In each section, there are several questions related to the security management in the company were posed to gather information and assessing the level of security for that particular areas. In every section, the respondents were requested to identify the level of implementation from scale of 0 (no implementation) to 10 (fully implemented).
The statistical method used in this research is based on multivariate analysis techniques. All the statistical analyses have been carried out with SPSS v. 15.0 programmes. According to Hair et al. (2009) multivariate analyzed simultaneously analyzes multiple measurements on individuals or objects under investigation. The general structure of the statistical analysis performed includes the following steps:
– Descriptive statistics,
– Exploratory and Confirmatory Factor Analysis,
– Cluster analysis,
– MANOVA,
– Discriminator analysis
– Analysis to ensure the validity and reliability of the survey.
Before starting the analysis, the presence of common method bias was checked by performing an un-rotated factor analysis by using Kaiser Criterion (eigen value > 1). This analysis conducted found the existence of 12 distinct factors that accounted for 80 % of the variance.
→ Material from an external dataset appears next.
Issue #6903, opened 2023-01-06
QNAP: cannot authenticate if "Force HTTPS" enabled in General Settings


DentonGentry:
### What is the issue?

If a single factor didn’t appear in the analysis and the first factor didn’t account for the most of the variance, the absence of common method bias may be assumed (Paulray et al., 2008). Finally, the results of the analysis carried out are presented as mean values and proportions.
The reliability test of measurement was performed to ensure for both consistency and stability. Cronbach’s alpha is a reliability coefficient that indicates how well the items in a set are positively correlated with one another. Cronbach’s alpha is known as the average of inter correlations among the items. The closer Cronbach’s alpha to 1, the higher the internal consistency reliability will be. The test was performed on security control measures implemented by companies. The result of the Cronbach’s Alpha Based on Standardized Items is 0.946 which means the items are positively correlated to one another.